PR #4200, opened 2026-07-18
feat(suppress): support removal of `# type: ignore` suppressions with `pyrefly suppress --remove-unused`

### LINKED ISSUE #3984: Feature: `--remove-unused-type-ignores` flag to clean up unused `# type: ignore` comments

tobyh-canva:
## Summary
Changes `pyrefly suppress --remove-unused` and `pyrefly check --remove-unused-ignores` so that users can specify `--remove-unused=type` / `--remove-unused=all` to instead / additionally remove `# type: ignore` comments, rather than just `# pyrefly: ignore` comments.

The default remains unchanged, so as to not surprise users previously relying on `pyrefly suppress --remove-unused` suddenly removing load-bearing `# type: ignore` comments.

Resolves #3984.

### DIFF
--- a/pyrefly/lib/commands/check.rs
+++ b/pyrefly/lib/commands/check.rs
@@ -77,6 +77,7 @@ use crate::error::summarize::print_error_summary;
 use crate::error::suppress;
 use crate::error::suppress::CommentLocation;
 use crate::error::suppress::SerializedError;
+use crate::error::suppress::UnusedIgnoreKind;
 use crate::module::typeshed::stdlib_search_path;
 use crate::report;
 use crate::state::load::FileContents;
@@ -232,8 +233,7 @@ impl SnippetCheckArgs {
                 check_all: false,
                 suppress_errors: false,
                 expectations: false,
-                remove_unused_ignores: false,
-                remove_unused_type_ignores: false,
+                remove_unused_ignores: None,
             },
         };
         let (status, check_result) =
@@ -418,12 +418,17 @@ struct BehaviorArgs {
     /// Check against any `E:` lines in the file.
     #[arg(long)]
     expectations: bool,
-    /// Remove unused ignores from the input files.
-    #[arg(long)]
-    remove_unused_ignores: bool,
-    /// Remove unused `# type: ignore` comments in addition to unused Pyrefly ignores.
-    #[arg(long)]
-    remove_unused_type_ignores: bool,
+    /// Remove unused ignores from the input files, optionally selecting `pyrefly`, `type`, or `all`.
+    /// Defaults to `pyrefly` when no kind is specified.
+    #[arg(
+        long,
+        value_enum,
+        value_name = "KIND",
+        num_args = 0..=1,
+        require_equals = true,
+        default_missing_value = "pyrefly"
+    )]
+    remove_unused_ignores: Option<UnusedIgnoreKind>,
 }
 
 fn write_errors_to_file(
@@ -1319,14 +1324,11 @@ impl CheckArgs {
                 .collect();
             suppress::suppress_errors(serialized_errors, CommentLocation::LineBefore);
         }
-        if self.behavior.remove_unused_ignores || self.behavior.remove_unused_type_ignores {
+        if let Some(kind) = self.behavior.remove_unused_ignores {
             // TODO: Deprecate this in favor of `pyrefly suppress`
             let collected = loads.collect_errors();
             let unused_errors = loads.collect_unused_ignore_errors(&collected);
-            suppress::remove_unused_ignores(
-                unused_errors,
-                self.behavior.remove_unused_type_ignores,
-            );
+            suppress::remove_unused_ignores(unused_errors, kind);
         }
 
         // We update the baseline file if requested, after reporting any new
@@ -1707,6 +1709,35 @@ mod tests {
         output.inherit_defaults_from_config(&config);
 
         assert_eq!(output.output_format(), OutputFormat::Json);
+    }
+
+    #[test]
+    fn remove_unused_ignores_cli_values() {
+        for (argument, expected) in [
+            (None, None),
+            (
+                Some("--remove-unused-ignores"),
+                Some(UnusedIgnoreKind::Pyrefly),
+            ),
+            (
+                Some("--remove-unused-ignores=pyrefly"),
+                Some(UnusedIgnoreKind::Pyrefly),
+            ),
+            (
+                Some("--remove-unused-ignores=type"),
+                Some(UnusedIgnoreKind::Type),
+            ),
+            (
+                Some("--remove-unused-ignores=all"),
+                Some(UnusedIgnoreKind::All),
+            ),
+        ] {
+            let args = argument.map_or_else(
+                || CheckArgs::parse_from(["check"]),
+                |argument| CheckArgs::parse_from(["check", argument]),
+            );
+            assert_eq!(args.behavior.remove_unused_ignores, expected);
+        }
     }
 
     fn upsell_string(reason: SynthesizedPresetReason) -> String {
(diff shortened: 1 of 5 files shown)


pyrefly/lib/error/suppress.rs
```diff
@@ -553,27 +562,39 @@ fn update_ignore_comment_with_used_codes(
...
 }
 
 /// Removes unused ignore comments from source files using SerializedError.
 /// This is similar to remove_unused_ignores but works with SerializedError instead of Error,
 /// allowing it to be used with errors parsed from JSON.
-pub fn remove_unused_ignores_from_serialized(unused_ignore_errors: Vec<SerializedError>) -> usize {
+pub fn remove_unused_ignores_from_serialized(
+    unused_ignore_errors: Vec<SerializedError>,
+    remove_unused_type_ignores: bool,
+) -> usize {
```
tobyh-canva, line 607: This function is getting a bit unwieldy and I think the way ignore removal works might deserve a refactor in a future PR.

The type-checker flags an unused ignore, then the suppressor has to work backwards from the human-readable error message and parse the line with regex to discover which parts of the line to remove. The type-checker could instead record the precise information once when flagging the error, serialise it in a structured way, then the suppressor just does the rudimentary cleanup.

Additionally, we could make this a code action / quick fix in the LSP.

pyrefly/lib/commands/check.rs
```diff
@@ -421,6 +421,9 @@ struct BehaviorArgs {
     /// Remove unused ignores from the input files.
     #[arg(long)]
     remove_unused_ignores: bool,
```
kinto0: nit: maybe we rename this to `remove_unused_pyrefly_ignores` or equivalent if that's all it does

pyrefly/lib/commands/check.rs
```diff
@@ -421,6 +421,9 @@ struct BehaviorArgs {
...
+    /// Remove unused `# type: ignore` comments in addition to unused Pyrefly ignores.
```
kinto0: should this flag only remove type: ignores? then you just pass both flags to remove both of them?

that would give the CLI a little more control

pyrefly/lib/error/suppress.rs
kinto0: refactor would be great

I like the code action / quick fix idea. I added it to #2207

kinto0 (approved):
would love @maggiemoss 's perspective on this

pyrefly/lib/error/suppress.rs
```diff
@@ -1450,13 +1513,71 @@ def f() -> int:
...
+                    message: "Unused `# pyrefly: ignore` comment".to_owned(),
+                },
+                SerializedError {
+                    path: PathBuf::from("test.py"),
+                    line: 0,
+                    name: "unused-type-ignore".to_owned(),
+                    message: "Unused `# type: ignore` comment".to_owned(),
+                },
+            ];
+            assert_remove_ignores_from_serialized_with_flag(input, errors, want, 1, true);
```
kinto0: should this be 2 removals? (2 on the same line)

pyrefly/lib/commands/check.rs
tobyh-canva: Hmm it would be a breaking change, if you think it's worth it we can?

pyrefly/lib/commands/check.rs
tobyh-canva: I thought about that, but I'm not sure if there's a real use case for it. I'm not sure what situation would make anyone want to use Pyrefly to remove unused `# type: ignore`s but leave unused `# pyrefly: ignore`s.

pyrefly/lib/error/suppress.rs
tobyh-canva: I have started work on it, though in the interest of making reviews easier I was planning on doing a follow-up. Would you prefer me to do it all in this PR? :) 

I've got a draft if you're interested (diff is against the head of this PR) https://github.com/tobyh-canva/pyrefly/pull/2

pyrefly/lib/error/suppress.rs
tobyh-canva: You're right, the function is returning number of modified lines rather than the number of unused suppressions (before this PR, they were the same thing :D ). I'll update this test then change the impl to return the number of removed suppressions.

pyrefly/lib/error/suppress.rs
kinto0: since github won't let us use github stacks yet, two PRs against main is the best strategy I've found. we merge the first PR quickly and then review the second PR by looking at commits in isolation

maggiemoss:
What if instead of new flags for each kind of ignore, we had the ability to pass an option to it and specify which kind?

pyrefly/lib/commands/check.rs
maggiemoss: I would rather have remove_unused_ignores be changed from a bool to a value someone can pass in to specify which ones. The default should either be all or be just pyrefly ignores.

pyrefly/lib/commands/check.rs
maggiemoss: If someone is using two type checkers - they might want finer control over which ignores are removed by our tool.

maggiemoss (changes requested):

tobyh-canva:
Here's what the flag's help looks like from `pyrefly suppress --help` after addressing feedback:
```
--remove-unused[=<KIND>]
    Remove unused ignores instead of adding suppressions, optionally selecting `pyrefly`,
    `type`, or `all`. Defaults to `pyrefly` when no kind is specified

    Possible values:
    - pyrefly: Remove unused Pyrefly and Pyre ignores (default)
    - type:    Remove unused `# type: ignore` comments
    - all:     Remove unused Pyrefly, Pyre, and `# type: ignore` comments
```

maggiemoss (approved):

pyrefly/lib/error/suppress.rs
tobyh-canva: Will continue work on this in #4335 :)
━━━━━━━━━━━━━━━━
The required answer is the run of lines above, starting at the line with "kinto0: refactor would be great" and ending at the line with "tobyh-canva: I have", reproduced exactly with both ends.

kinto0: refactor would be great

I like the code action / quick fix idea. I added it to #2207

kinto0 (approved):
would love @maggiemoss 's perspective on this

pyrefly/lib/error/suppress.rs
```diff
@@ -1450,13 +1513,71 @@ def f() -> int:
...
+                    message: "Unused `# pyrefly: ignore` comment".to_owned(),
+                },
+                SerializedError {
+                    path: PathBuf::from("test.py"),
+                    line: 0,
+                    name: "unused-type-ignore".to_owned(),
+                    message: "Unused `# type: ignore` comment".to_owned(),
+                },
+            ];
+            assert_remove_ignores_from_serialized_with_flag(input, errors, want, 1, true);
```
kinto0: should this be 2 removals? (2 on the same line)

pyrefly/lib/commands/check.rs
tobyh-canva: Hmm it would be a breaking change, if you think it's worth it we can?

pyrefly/lib/commands/check.rs
tobyh-canva: I thought about that, but I'm not sure if there's a real use case for it. I'm not sure what situation would make anyone want to use Pyrefly to remove unused `# type: ignore`s but leave unused `# pyrefly: ignore`s.

pyrefly/lib/error/suppress.rs
tobyh-canva: I have started work on it, though in the interest of making reviews easier I was planning on doing a follow-up. Would you prefer me to do it all in this PR? :) 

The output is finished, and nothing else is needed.